Mais qu’est-ce-à-dire de n’être pas naturaliste ? S’il veut dépasser le naturalisme, pourtant, c’est aussi bien la fascination du naturalisme que celle de Dostoïevski qui saisissent Léon-Paul Fargue et Francis Jourdain à leur première lecture de Bubu de Montaparnasse : « mystiques de Dostoïevski et du naturalisme. J’avais déjà noté quelques sensations analogues dans une petite nouvelle intitulée Marie Pamelart, ou la Rue Lepic » [3], écrit Fargue.

« Ma grand-mère était mendiante, mon père, qui était un enfant plein d’orgueil, a mendié lorsqu’il était trop jeune pour gagner son pain. J’appartiens à une génération qui n’est pas encore passé par les livres. [...] Il faut que je vous rappelle qu’il est en moi des vérités plus impérieuses que celles que vous appelez « les vérités françaises ». Vous séparez les nationalités, c’est ainsi que vous différenciez le monde, moi je sépare les classes. [...] Nous avons été murés comme des pauvres et, parfois, lorsque la Vie entrait chez nous, elle portait un bâton. Nous n’avons eu comme ressource que de nous aimer les uns les autres. C’est pourquoi j’écris toujours plus tendre que ma tête ne le commande. Je crois être en France le premier d’une race de pauvres qui soit allée dans les lettres.  » (Lettre de remerciement à Maurice Barrès) [4].

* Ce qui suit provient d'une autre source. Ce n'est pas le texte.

PR #3182, opened 2021-07-16
RouteResponse usage refactoring

Udumft:
### Description
This PR replaces usage of `Route` + Route index in favor of it's original `RouteResponse`. It also removes usage of `Route.routeIdentifier`, as this is a redundant property should be [removed too](https://github.com/mapbox/mapbox-directions-swift/pull/562).

### Implementation
Most of the changes is just a replacing of `IndexedRoute` with `RouteResponse`. But it also forced updating some related entities like `CPTrip.userInfo`, removing `RouteProgress.routeIndex or updating `SessionState` with dedicated `routeIdentifier`. There are many public API changes.


S2Ler:
This PR will clash with #3159

Sources/MapboxCoreNavigation/Router.swift
```diff
@@ -13,9 +13,9 @@ public protocol RouterDataSource: AnyObject {
 }
 
 /**
- A route and its index in a `RouteResponse` that sorts routes from most optimal to least optimal.
+ A `RouteResponse` object that sorts routes from most optimal to least optimal and selected route index in it.
  */
-public typealias IndexedRoute = (Route, Int)
+public typealias IndexedRouteResponse = (routeResponse: RouteResponse, routeIndex: Int)
```
S2Ler, line 18: @mapbox/navigation-ios  Does anybody know the reason for using type alias here instead of a full featured type like struct?

S2Ler: I think it is a good opportunity to refactor this type in a struct unless there is a strong reason not to.

Udumft: Done

Sources/MapboxNavigation/CarPlayManagerDelegate.swift
```diff
@@ -62,7 +62,7 @@ public protocol CarPlayManagerDelegate: AnyObject, UnimplementedLogging {
      - parameter desiredSimulationMode: The desired simulation mode to use.
      - returns: A navigation service that manages location updates along `route`.
      */
-    func carPlayManager(_ carPlayManager: CarPlayManager, navigationServiceAlong route: Route, routeIndex: Int, routeOptions: RouteOptions, desiredSimulationMode: SimulationMode) -> NavigationService
+    func carPlayManager(_ carPlayManager: CarPlayManager, navigationServiceAlong routeResponse: RouteResponse, routeIndex: Int, routeOptions: RouteOptions, desiredSimulationMode: SimulationMode) -> NavigationService
```
S2Ler, line 65: Documentation is outdated.

S2Ler: I have a strange feeling reading `navigationServiceAlong routeResponse`. How is that possible to navigate along response? It might be a consequence of the wrong abstraction or a better naming can be found.

Sources/MapboxCoreNavigation/NavigationService.swift
```diff
@@ -57,18 +57,18 @@ public protocol NavigationService: CLLocationManagerDelegate, RouterDataSource,
...
     
     /**
-     The route along which the user is expected to travel, plus its index in the `RouteResponse`, if applicable.
+     The route along which the user is expected to travel.
 
      If you want to update the route, use `Router.updateRoute(with:routeOptions:)` method from `router`.
      */
-    var indexedRoute: IndexedRoute { get }
-
+    var route: Route? { get }
```
S2Ler, line 64: Why this because optional? Seems wrong that navigation service can operation without a route.

Sources/MapboxCoreNavigation/NavigationService.swift
```diff
@@ -217,17 +217,17 @@ public class MapboxNavigationService: NSObject, NavigationService {
...
      Intializes a new `NavigationService`. Useful convienence initalizer for OBJ-C users, for when you just want to set up a service without customizing anything.
      
-     - parameter route: The route to follow.
-     - parameter routeIndex: The index of the route within the original `RouteController` object.
+     - parameter routeResponse: `RouteResponse` object, containing selection of routes to follow.
+     - parameter routeIndex: The index of the route within the original `RouteResponse` object.
      */
-    convenience init(route: Route, routeIndex: Int, routeOptions options: RouteOptions) {
-        self.init(route: route, routeIndex: routeIndex, routeOptions: options, directions: nil, locationSource: nil, eventsManagerType: nil)
+    convenience init(routeResponse: RouteResponse, routeIndex: Int, routeOptions options: RouteOptions) {
```
S2Ler, line 223: #2589 mentions:
> A convenience initializer for MapboxNavigationService can wrap a Route in a RouteResponse, and a convenience initializer for NavigationViewController can wrap a Route in a RouteResponse and MapboxNavigationService.

Shall we add these convenience inits in this PR? Or what's the reason of not including them?

Example/CustomViewController.swift
```diff
@@ -16,7 +16,8 @@ class CustomViewController: UIViewController {
     
     var simulateLocation = false
 
-    var userIndexedRoute: IndexedRoute?
+    var userRouteResponse: RouteResponse?
```
S2Ler, line 19: Maybe `var indexedUserRouteResponse: IndexedRouteResponse?` can be used?

Sources/MapboxCoreNavigation/RouteProgress.swift
```diff
@@ -350,8 +345,7 @@ open class RouteProgress: Codable {
     public func encode(to encoder: Encoder) throws {
         var container = encoder.container(keyedBy: CodingKeys.self)
         
-        try container.encode(indexedRoute.0, forKey: .indexedRoute)
-        try container.encode(indexedRoute.1, forKey: .indexedRouteIndex)
```
S2Ler, line 354: `indexedRouteIndex` still appears in `CodingKeys`.

Sources/MapboxNavigation/NavigationViewController.swift
```diff
@@ -35,51 +34,48 @@ open class NavigationViewController: UIViewController, NavigationStatusPresenter
...
     /**
      A `Route` object constructed by [MapboxDirections](https://docs.mapbox.com/ios/api/directions/).
      */
     public var route: Route? {
-        get {
-            return navigationService.indexedRoute.0
-        }
-        
-        set {
-            _route = newValue
```
S2Ler, line 60: I think this code was added to support Storyboards. @MaximAlien please review.

Sources/MapboxCoreNavigation/NavigationService.swift
```diff
@@ -57,18 +57,18 @@ public protocol NavigationService: CLLocationManagerDelegate, RouterDataSource,
...
      */
-    var indexedRoute: IndexedRoute { get }
-
+    var route: Route? { get }
+    
     /**
-     The route along which the user is expected to travel.
-
+     The `RouteResponse` object containing active route, plus its index in this `RouteResponse`, if applicable.
+
```
S2Ler, line 68: nit: sneaky empty spaces :) I would love swift-format integrated so that we will never see such things ever again.

S2Ler:
@1ec5 Your review is required since you created the original ticket.

Sources/MapboxCoreNavigation/NavigationService.swift
Udumft: My motivation not to add these was that all of the routes are supposed to be a result of API calling, and thus are always wrapped in `RouteResponse`. If, for some uncommon reason, user is creating a `Route` object differently, he should take care about correctly [wrapping it](https://github.com/mapbox/mapbox-directions-swift/blob/main/Sources/MapboxDirections/RouteResponse.swift#L41), providing other required fields like options and identifier.

Example/CustomViewController.swift
Udumft: Good catch. Fixed

Sources/MapboxCoreNavigation/NavigationService.swift
Udumft: That's right, it's a fallout of early implementation version

CHANGELOG.md
```diff
@@ -126,6 +126,7 @@
...
 * Supported feedbacks during passive navigation. Set `PassiveLocationManager` as a data source for `NavigationEventsManager` and then use this class to create and send user feedbacks. `FeedbackViewController` provides drop-in feedback screen and can be used during both passive and active navigation. ([#3122](https://github.com/mapbox/mapbox-navigation-ios/pull/3122))
 * `NavigationViewController.indexedRoute`, `NavigationService.indexedRoute` and `Router.indexedRoute` properties are readonly now. Use dedicated `Router.updateRoute(with:routeOptions:)` method to update the route. ([#3159](https://github.com/mapbox/mapbox-navigation-ios/pull/#3159))
+* Replaced usage of `Route` + `routeIndex` in favor of `RouteResponse`. This affects removing `NavigationViewController.indexedRoute`, `NavigationService.indexedRoute`, `Router.indexedRoute` and replacing it with corresponding `indexedRouteResponse` or `routeResponse` properties. `RouteProgress.indexedRoute` was removed completely ([#3182](https://github.com/mapbox/mapbox-navigation-ios/pull/3182)).
```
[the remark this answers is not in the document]
Udumft: Thanks for the suggestion

S2Ler (commented):
I think the following should be done before merge:
- [ ] Verify that Storyboards integration isn't broken cc @MaximAlien 
- [ ] Review from @1ec5

Sources/MapboxCoreNavigation/Router.swift
```diff
@@ -13,9 +13,17 @@ public protocol RouterDataSource: AnyObject {
 }
 
 /**
- A route and its index in a `RouteResponse` that sorts routes from most optimal to least optimal.
+ A `RouteResponse` object that sorts routes from most optimal to least optimal and selected route index in it.
  */
-public typealias IndexedRoute = (Route, Int)
+public struct IndexedRouteResponse {
+    public let routeResponse: RouteResponse
+    public let routeIndex: Int
```
1ec5, line 20: Remember to add documentation comments about these properties and also the initializer below so that jazzy recognizes them.

Sources/MapboxCoreNavigation/Router.swift
```diff
@@ -36,29 +44,29 @@ public protocol Router: CLLocationManagerDelegate {
...
      
-     - parameter route: The route to follow.
+     - parameter routeResponse: `RouteResponse` object, containing selection of routes to follow.
      - parameter routeIndex: The index of the route within the original `RouteResponse` object.
      - parameter directions: The Directions object that created `route`.
      - parameter source: The data source for the RouteController.
      - parameter tileStoreLocation: Configuration of `TileStore` location, where Navigation tiles are stored.
      */
-    init(along route: Route, routeIndex: Int, options: RouteOptions, directions: Directions, dataSource source: RouterDataSource, tileStoreLocation: TileStoreConfiguration.Location)
+    init(along routeResponse: RouteResponse, routeIndex: Int, options: RouteOptions, directions: Directions, dataSource source: RouterDataSource, tileStoreLocation: TileStoreConfiguration.Location)
```
1ec5, line 53: It made sense to say “`along` `route`” in a sentence, but “`along` `routeResponse`” makes less sense. Maybe “`alongRouteAtIndex`, `in` `routeResponse`”, “`routeResponse`, `routeIndex`”, or simply “`indexedRouteResponse`”.

Sources/MapboxCoreNavigation/Router.swift
```diff
@@ -36,29 +44,29 @@ public protocol Router: CLLocationManagerDelegate {
...
-
     /// The route along which the user is expected to travel.
     ///
     /// You can update the route using `Router.updateRoute(with:routeOptions:)`.
     var route: Route { get }
     
+    /// The `RouteResponse` containing the route along which the user is expected to travel, plus its index in this `RouteResponse`, if applicable.
+    ///
+    /// If you want to update the route use `Router.updateRoute(with:routeOptions:)` method.
+    var indexedRouteResponse: IndexedRouteResponse { get }
```
1ec5, line 68: If it isn’t valid to set `indexedRouteResponse` directly, let’s make it publicly read-only.

Sources/MapboxCoreNavigation/Router.swift
```diff
@@ -125,7 +133,7 @@ protocol InternalRouter: AnyObject {
     
     var lastRerouteLocation: CLLocation? { get set }
     
-    func setRoute(route: Route, routeIndex: Int, proactive: Bool)
+    func setRoute(route: Route, proactive: Bool, routeOptions: RouteOptions?)
```
1ec5, line 136: While we’re at it, the first argument doesn’t need a label.

Sources/MapboxNavigation/CPTrip.swift
```diff
@@ -3,8 +3,8 @@ import CarPlay
 
 @available(iOS 12.0, *)
 extension CPTrip {
-    convenience init(routes: [Route], routeOptions: RouteOptions, waypoints: [Waypoint]) {
-        let routeChoices = routes.enumerated().map { (routeIndex, route) -> CPRouteChoice in
+    convenience init(routeResponse: RouteResponse, routeOptions: RouteOptions, waypoints: [Waypoint]) {
```
1ec5, line 6: RouteResponse has an `options` property that should reflect the options in the request. Do we need to keep a separate `routeOptions` argument around, or can we assume it’s always the same options?

Sources/MapboxCoreNavigation/NavigationService.swift
```diff
@@ -217,17 +217,17 @@ public class MapboxNavigationService: NSObject, NavigationService {
     /**
      Intializes a new `NavigationService`. Useful convienence initalizer for OBJ-C users, for when you just want to set up a service without customizing anything.
      
-     - parameter route: The route to follow.
-     - parameter routeIndex: The index of the route within the original `RouteController` object.
+     - parameter routeResponse: `RouteResponse` object, containing selection of routes to follow.
+     - parameter routeIndex: The index of the route within the original `RouteResponse` object.
```
1ec5, line 221: `routeOptions` isn’t documented, but I wonder if we still need it, because RouteResponse has an `options` property.

Sources/MapboxNavigation/NavigationViewController.swift
```diff
@@ -347,35 +343,35 @@ open class NavigationViewController: UIViewController, NavigationStatusPresenter
...
      Initializes a `NavigationViewController` with the given route and navigation service.
      
-     - parameter route: The route to navigate along.
+     - parameter routeResponse: `RouteResponse` object, containing selection of routes to follow.
      - parameter routeIndex: The index of the route within the original `RouteResponse` object.
      - parameter routeOptions: the options object used to generate the route.
      - parameter navigationService: The navigation service that manages navigation along the route.
      */
-    convenience init(route: Route, routeIndex: Int, routeOptions: RouteOptions, navigationService service: NavigationService) {
+    convenience init(routeResponse: RouteResponse, routeIndex: Int, routeOptions: RouteOptions, navigationService service: NavigationService) {
```
1ec5, line 372: Now that NavigationService contains the full `indexedRouteResponse`, as well as the route options, do we need the application to pass in the route response, route index, and route options separately here, or is it sufficient to pass in just the navigation service?

1ec5 (approved):
Meant to attach this approval to https://github.com/mapbox/mapbox-navigation-ios/pull/3182#pullrequestreview-713818693:

I think it would be quite beneficial to remove some redundancy, now that RouteResponse encapsulates more information, but this PR is mergeable as is once the few bits of missing documentation are added.

MaximAlien (commented):
This PR brings quite a lot of public API changes. We'll need to create another PR in https://github.com/mapbox/mapbox-navigation-ios-examples to address compilation issues.

MaximAlien:
We'll have to also revise documentation after landing current PR: e.g. in https://docs.mapbox.com/ios/beta/navigation `NavigationViewController` and related APIs are mentioned quite often.

Sources/MapboxNavigation/NavigationViewController.swift
```diff
@@ -35,51 +34,48 @@ open class NavigationViewController: UIViewController, NavigationStatusPresenter
...
     
-    var _route: Route?
+    var _routeIndex: Int?
+    var _routeResponse: RouteResponse?
+    var _routeOptions: RouteOptions?
     
     /**
      A `Route` object constructed by [MapboxDirections](https://docs.mapbox.com/ios/api/directions/).
      */
     public var route: Route? {
```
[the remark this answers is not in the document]
Udumft: These properties were made read-only to [introduce single entry-point method for changing the route](https://github.com/mapbox/mapbox-navigation-ios/pull/3159): `updateRoute(with:routeOptions:)`. Not sure what to do with storyboard scenario...

Sources/MapboxNavigation/CPTrip.swift
Udumft: It is expected to be same options.
Previously, we limited this `CPTrip.userInfo` to contain exactly `RouteOptions` object. It is not documented anywhere or, exposed publicly (or at least I could not find any public promise made around it). Technically, we could use `routeResponse.options` and cover both `RouteOptions` and `MatchOptions` cases. 
It seems rather safe change to me, so I'll update it if there's no objections.

Udumft: Looks like same applies to `waypoints` argument. It is extracted from the route response

Tests/CocoaPodsTest/PodInstall/Podfile.lock
```diff
@@ -68,4 +68,4 @@ SPEC CHECKSUMS:
 
 PODFILE CHECKSUM: ce6227c2aeeca0d51c521648629d4f06ae38a439
 
-COCOAPODS: 1.10.1
+COCOAPODS: 1.10.0
```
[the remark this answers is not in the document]
Udumft: My bad. Will update CocoaPods

Sources/MapboxCoreNavigation/NavigationService.swift
Udumft: This argument serves as specification that it handles `RouteOptions` instead of possible `MatchOptions`.

Sources/MapboxNavigation/NavigationViewController.swift
Udumft: Do you mean a convenience init which would get these values from the custom navigation service provided? Sounds good to me.
But I think we still need to preserve this initializer. Otherwise we'll force users to explicitly instantiate the navigation service even if they are happy with the default one.

Sources/MapboxNavigation/NavigationViewController.swift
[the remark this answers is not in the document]
1ec5: #3159 was primarily concerned with changing the route during a trip, but the storyboard code path is about setting up the trip in the first place. Can we introduce something specific to storyboards, perhaps even with “forStoryboard” in the name?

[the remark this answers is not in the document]
S2Ler: Would be good to have a special method which setups vc after view controller. This method will set appropriate private variables (could be even grouped in a struct) which will be read in the code which setups vc in storyboards case. 

When I read this code I found it confusing why route variable has such strange get/set.

Sources/MapboxNavigation/NavigationViewController.swift
```diff
@@ -387,9 +385,37 @@ open class NavigationViewController: UIViewController, NavigationStatusPresenter
     
     // MARK: - Setting-up methods
     
+    /**
+     Updates key settings before loading the view.
+     
+     This method basically re-runs the setup which takes place in `init`. It could be useful if some of the attribtues have changed before `NavigationViewController` did load it's view, or if you did not have access to initializing logic. For example, as a part of `UIStoryboardSegue` configuration.
```
MaximAlien, line 391:
```suggestion
     This method basically re-runs the setup which takes place in `init`. It could be useful if some of the attributes have changed before `NavigationViewController` did load it's view, or if you did not have access to initializing logic. For example, as a part of `UIStoryboardSegue` configuration.
```

Sources/MapboxNavigation/NavigationViewController.swift
```diff
@@ -387,9 +385,37 @@ open class NavigationViewController: UIViewController, NavigationStatusPresenter
...
+     
+     - parameter routeResponse: `RouteResponse` object, containing selection of routes to follow.
+     - parameter routeIndex: The index of the route within the original `RouteResponse` object.
+     - parameter routeOptions: The route options used to get the route.
+     - parameter navigationOptions: The navigation options to use for the navigation session.
+     - returns `True` if setup was successful, `False` if `view` is already loaded and settings did not apply.
+     */
+    public func prepareViewLoading(routeResponse: RouteResponse, routeIndex: Int, routeOptions: RouteOptions, navigationOptions: NavigationOptions? = nil) -> Bool {
+        guard !isViewLoaded else {
```
MaximAlien, line 400: Why do we need to perform check to see if view was really loaded? I recall that in previous implementation in https://github.com/mapbox/mapbox-navigation-ios/pull/2974 it wasn't needed. Just want to make sure that this will not cause any side effects.

Tests/MapboxCoreNavigationTests/MapboxCoreNavigationTests.swift
```diff
@@ -36,7 +36,7 @@ class MapboxCoreNavigationTests: TestCase {
     }
     
     func testNavigationNotificationsInfoDict() {
-        navigation = MapboxNavigationService(route: route,
+        navigation = MapboxNavigationService(routeResponse: response,
```
MaximAlien, line 39: It'd be great to create a follow-up ticket to update documentation everywhere. In scope of this PR files like `README.md` and `cover.md` can be updated as they show how to use `NavigationViewController`.

Sources/MapboxNavigation/NavigationViewController.swift
Udumft: This check is added since updating `routeResponse`, `routeIndex` or `routeOptions` will not have effect on the contents `NavigationViewController` if view is already loaded. In this case `view` - is the Navigation View, and these properties are only stored in `NavigationViewController` to initialize the NavigationView. So, this check lets user know if this update actually happened or not. Previous implementation did silent update of a local property, but that did not affect the NavigationView if it was already loaded.

Tests/MapboxCoreNavigationTests/MapboxCoreNavigationTests.swift
Udumft: I missed that, thanks

Sources/MapboxCoreNavigation/RouteProgress.swift
```diff
@@ -189,8 +185,8 @@ open class RouteProgress: Codable {
      - parameter routeIndex: The index of the route in the `RouteResponse`. By default, the route is the first route in the response.
      - parameter legIndex: Zero-based index indicating the current leg the user is on.
      */
-    public init(route: Route, routeIndex: Int, options: RouteOptions, legIndex: Int = 0, spokenInstructionIndex: Int = 0) {
```
MaximAlien, line 192: We need to update documentation here as well. `routeIndex` is no longer present. `options` and `spokenInstructionIndex` will have to be added as well.

MaximAlien (approved):
This PR changes so many public APIs that it's hard to see what can be wrong. On high level seems to look good to me. We should review all docs and update examples to make sure that there is not major regression and everything is up-to-date.

Udumft:
Ticket to update examples project : mapbox/mapbox-navigation-ios-examples/issues/135

Sources/MapboxCoreNavigation/NavigationService.swift
dmiluski: Hi @Udumft ,

I have a use case in which I would prefer injecting a Route and am wondering if I now need to create a convenience init to support? It seems strange to move from a strong required Route, to a model of optionals?

https://github.com/mapbox/straightaway-ios/blob/main/Straightaway/Modules/Map/ContinuousNavigationViewController.swift#L85

Given our UI/ViewModels are intentionally separate from network models, exposing a network response object seemed heavy. 

For additional context, in an upcoming feature change, we will be displaying multiple direction options. Which we will display, and begin navigation upon selection of a given route. 



cc: @irtemed88

dmiluski: Hi @Udumft ,

I was seeing if I could get your suggestion for how I could approach this? I took a first stab at the upgrade migration.
https://github.com/mapbox/straightaway-ios/pull/1047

Le paradoxe de l’intention de Philippe est peut-être d’avoir posé que produire une littérature émergente de la pauvreté de classe par un pauvre même pût le mener à la réussite littéraire, — ce qui était concevable et d’ailleurs eut lieu, — donc sociale, — ce qui, dans une société bourgeoise installée sur la répression des communards et en même temps culpabilisée par la misère, était peu probable concernant une littérature de l’échec, à laquelle seuls des dandys bourgeois ou aristocrates en rupture de banc qui s’y seraient livrés auraient pu d’aventure rencontrer les louanges de l’exception, part maudite de la classe dominante qui ne peut venir que du potlatch de son propre bien. D’où l’immense déception qu’il pût ressentir en 1906 à considérer l’échec de son œuvre Croquignole au Goncourt comme l’échec de sa vie, puisqu’il y avait attaché un projet de réussite sociale : échec pourtant logique concernant la vanité du consumérisme du parvenu d’origine misérable qui finit par se suicider. Seule la réussite bourgeoise de Croquignole comme représentation du progrès social aurait pu apporter à son auteur la gloire que connut Marie-Claire — un roman de la réussite, certes modeste mais réussite édifiante vu le parcours autobiographique de la protagoniste, qui pour sa réussite définitive sera couronnée par le genre féminin de la minorité bourgeoise en lutte pour son propre pouvoir. Le pire peut-être, c’est que Philippe se risquât dans une biographie fictive qu’il considérait probablement à travers sa connaissance de la « fanfarlo » comme ayant pu être la sienne, puisqu’il s’agissait de l’usage fulgurant d’une fortune imprévue, pourtant il ne connaissait pas l’argent de la jouissance et ne le connut pas, restant pauvre de ne pas avoir été lauréat du Goncourt. Il est passé dans la pure fiction, éventuellement fantasmatique plutôt que métaphorique, et c’est peut-être ici la trahison de son objet littéraire matérialiste, la bio-fiction de ce qu’il connaissait où l’auto-fiction, où il excellait, qui le fit perdre. Il se peut aussi que cette recherche nouvelle orientée vers une conception plus conventionnelle de la littérature romanesque, la fiction représentative, l’ait d’autant plus écarté de la pertinence créative de la biographie de son père, cumulant les autres raisons de ne pouvoir la conclure après la mort de ce dernier.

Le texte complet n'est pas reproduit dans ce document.